Famous local residents
Walter de la Mare
'Oh, no man knows
Through what wild centuries
Roves back the rose.'
All That's Past
Walter de la Mare, the famous Georgian poet and novelist, lived in Penge and
Anerley for many years. He is Penge's best-kept secret. An international literary
figure, his poem 'The Listeners' was published while he lived in Thornsett Road in 1912.
Only a few years ago 'The Listeners', with its famous opening lines 'Is there anybody there?' said the Traveller, Knocking on the moonlit door,' was judged Britain's best-loved poem. Many of us learned it at school and have never forgotten it.
'Silence. Still faint on the porch
Brake the flames of the stars.'
It is interesting to consider that these evocative lines from The Ghost, much praised by the critic F.R.Leavis, may have been written standing in the porch at Thornsett Road or maybe in Worbeck Road, looking up at the panoramic night sky in Anerley, panoramic because we look from the side of a hill. Walter de la Mare, 'Jack' to his friends, lived first with his young family in Mackenzie Road, then in a flat in Samos Road, then in houses in Worbeck Road and Thornsett Road from 1899 to 1925.
Friend to Thomas Hardy, Siegfried Sassoon, Robert Frost, T.S. Eliot, Virginia Woolf, Rupert Brooke and Joyce Grenfell among others, De la Mare turned down a knighthood in 1924 and again in 1931 but accepted many honorary university degrees from 1924 onwards. In 1948 he was made a Companion of Honour and in 1953 was awarded the Order of Merit, one of the very few people apart from Churchill to have received both honours and the only writer. There are plaques to his memory in Westminster Abbey and in St Paul's Cathedral where he is buried.
Monica Furlong
Prolific and best-selling writer on religious affairs, a religious programmes producer for the BBC, biographer, journalist, broadcaster, feminist, activist, Moderator of the Movement for the Ordination of Women, communicant member of the Church of England, Monica Furlong lived in Station Road and once edited Spire, the magazine of Holy Trinity Church.

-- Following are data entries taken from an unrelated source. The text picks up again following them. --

PR #286, opened 2026-01-29
Fix poll data showing 0/0 votes in agenda overview card.

### LINKED ISSUE #245: Poll data not persisted after switching agendas — results reset to zero

1. Create or enter a meeting with multiple agenda items(a poll and a suggestion).
2. During the poll agenda, submit a vote.
3. End that agenda, then proceed to the next agenda.
4. Click back to the previous poll agenda to review the poll results.

### Expected behavior

The poll results from the previous agenda should remain visible and reflect the votes that were submitted before moving on to the next agenda.

### Actual behavior

When returning to the previous agenda, all poll options show zero results, as if no votes were ever recorded. This happens even without reloading the page — simply switching between agendas causes the poll data to be lost. It appears that poll data is not being persisted when an agenda ends.

### Additional details

Initial investigation suggests the issue occurs during the data persistence stage. Poll data is available while the agenda is active, but not stored afterward, resulting in empty results upon revisiting.

Image

Chrome 141 https://www.whatsmybrowser.org/b/XT2U2

### Operating system

macOS 15.6.1

katherineqian:
## What is in this PR?

Fixes #245 -- currently, poll data shows 0/0 in the agenda overview. This PR changes the UI displayed for poll cards in that view so that it just lists the options, without the blank poll data.

## Changes in the codebase

* UI changes to poll card in agenda overview view, based on whether poll data is passed into the widget.
* Add assertions to protect against incorrect usage of the widget.

* N/A

## Testing this PR

* Create a meeting with a poll card item in the agenda.
* Open the Agenda sidebar tab. 
* Observe that the poll card no longer shows incorrect blank data for the poll results, just the poll options. 

## Additional information

**Before (view of poll item in agenda overview)**
Screenshot 2026-01-23 at 16 59 20

**After:**
Screenshot 2026-01-23 at 17 37 27

**Note:** While this card could have been refactored to show the poll data collected from respondents, note that other similar user-input cards like Suggestions also do not show any user data in the agenda overview. Therefore, this card has been updated to only list the poll options that were provided by the admin, so that they can see the card and edit if needed.

### DIFF
--- a/client/lib/features/events/features/event_page/presentation/widgets/survey_answer_tile.dart
+++ b/client/lib/features/events/features/event_page/presentation/widgets/survey_answer_tile.dart
@@ -16,65 +16,80 @@ class SurveyAnswerTile extends StatelessWidget {
   @override
   Widget build(BuildContext context) {
     const kIndicatorHeight = 5.0;
+    final showOptionData =
+        answeredParticipants != null && totalParticipants != null;
 
     return Column(
       crossAxisAlignment: CrossAxisAlignment.start,
       mainAxisSize: MainAxisSize.min,
       children: [
         SizedBox(height: 10),
-        Text(
-          answer,
-          style: context.theme.textTheme.bodyMedium!
-              .copyWith(color: context.theme.colorScheme.onSurfaceVariant),
-        ),
         Row(
           children: [
-            Expanded(
-              child: LayoutBuilder(
-                builder: (context, constraints) {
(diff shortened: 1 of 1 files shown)


epenn (approved):
* Created an event with a poll and observed the new card with the new styling hides the previous 0/0.
* And definitely appreciate the new assertion on the constructor.
* LGTM!

PR #313, opened 2026-02-25
fix(chat): prevent display-name flicker and admin-badge duplication on hover

### LINKED ISSUE #248: [Bug] Meeting chat temporarily hides user name, duplicates admin label in previously sent message

1. Cursor moved over chat panel
2. User name disappeared and admin label duplicated

https://github.com/user-attachments/assets/8afec293-d257-4308-bc90-461c4e75fc25

### Expected behavior

Username should always be visible, no duplication of admin tag

### Actual behavior

eeting chat temporarily hides user name, duplicates admin label in previously sent message

### Additional details

_No response_

Firefox 144.0

### Operating system

macOS 15.7.1

novavale:
## Problem

Fixes #248

When hovering over a chat message, two visual bugs appeared:
1. **Display name disappeared** — temporarily replaced by `...`
2. **Admin/mod badge duplicated** momentarily in the header row

## Root Cause

`MessageDisplayState` stored hover state as a `bool` field and called `setState()` on enter/exit. This triggered a full rebuild of the widget, including `UserInfoBuilder`. During that rebuild `UserInfoBuilder` briefly re-entered its loading state, making `snapshot.data == null` and causing the display name to fall back to `'...'`. The same rebuild caused `Wrap` to re-lay out its children, producing a momentary duplicate paint of the admin badge.

## Fix

Replace the `bool _isHovered` field with a `ValueNotifier<bool>` and wrap only the background `Container` in a `ValueListenableBuilder`. The message content `Row` is passed as the static `child` argument of `ValueListenableBuilder` — Flutter reuses it unchanged when the notifier fires, so `UserInfoBuilder` is never re-triggered by a hover event.

```dart
// Before — setState triggers full rebuild
onEnter: (hover) => setState(() => _isHovered = true),

// After — only Container color re-evaluates
final _isHovered = ValueNotifier<bool>(false);
onEnter: (_) => _isHovered.value = true,
```

## Testing

- Hovered over chat messages with admin/mod senders — name stays stable, no badge duplication
- Verified hover highlight still appears/disappears correctly
- Verified delete button still renders for permitted users

### DIFF
--- a/client/lib/features/chat/presentation/widgets/message_display.dart
+++ b/client/lib/features/chat/presentation/widgets/message_display.dart
@@ -34,7 +34,17 @@ class MessageDisplay extends StatefulWidget {
 }
 
 class MessageDisplayState extends State<MessageDisplay> {
-  bool _isHovered = false;
+  // Use ValueNotifier so hover-state changes only rebuild the Container's
+  // color decoration, not the entire widget tree (which would cause
+  // UserInfoBuilder to reload and briefly show '...' for the display name
+  // and cause the admin badge to flicker/duplicate in the Wrap layout).
+  final _isHovered = ValueNotifier<bool>(false);
+
+  @override
+  void dispose() {
+    _isHovered.dispose();
+    super.dispose();
+  }
 
   bool get _canDelete =>
       EventPermissionsProvider.watch(context)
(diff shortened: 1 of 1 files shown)


mikewillems (approved):
Great job, thanks for the PR!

She won a prize for her biography of Thomas Merton, the Trappist Monk, and was a lifelong contributor to such magazines and newspapers as The Times Literary Supplement, The Spectator, The Guardian, The Daily Mail, John O'London's, Church Times and The Tablet. In 1986 she received an honorary doctorate from New York University and in 1995 from Bristol University. She had a passionately critiquing and troubled relationship with her much-loved Church of England and expressed this in her fascinating polemic 'C of E: The State It's In'. She died in 2003 and, in its obituary, The Daily Telegraph described her as 'one of the foremost religious writers of her time.'
Ira Aldridge
Ira Aldridge (1806-1867), the son of a black minister, sailed from New York to England in 1824. Destined for the ministry, he chose to follow his path as an actor and became a very famous one.
His career in England and on the continent spanned forty years. He became famous for his Shakespearean roles and especially for the role of Othello. He appeared at the prestigious Covent Garden theatre and at the Theatre Royal, Haymarket. He is remembered not only for his brilliant artistic and creative talent as an actor but also for his moral courage in a time of intense agitation over slavery. One of his star roles was in Oroonoko as the noble African prince sold into slavery. Another notable role was as Shylock in The Merchant of Venice. He settled in Hamlet Road, Penge, where there is a blue plaque to his memory.
Ira Aldridge is celebrated in Poland and Russia and figures prominently in most University drama department courses in this country yet he is almost unknown in Penge.
Red Velvet, a play about Ira Aldridge starring Adrian Lester, ran at the Tricycle Theatre to rave reviews.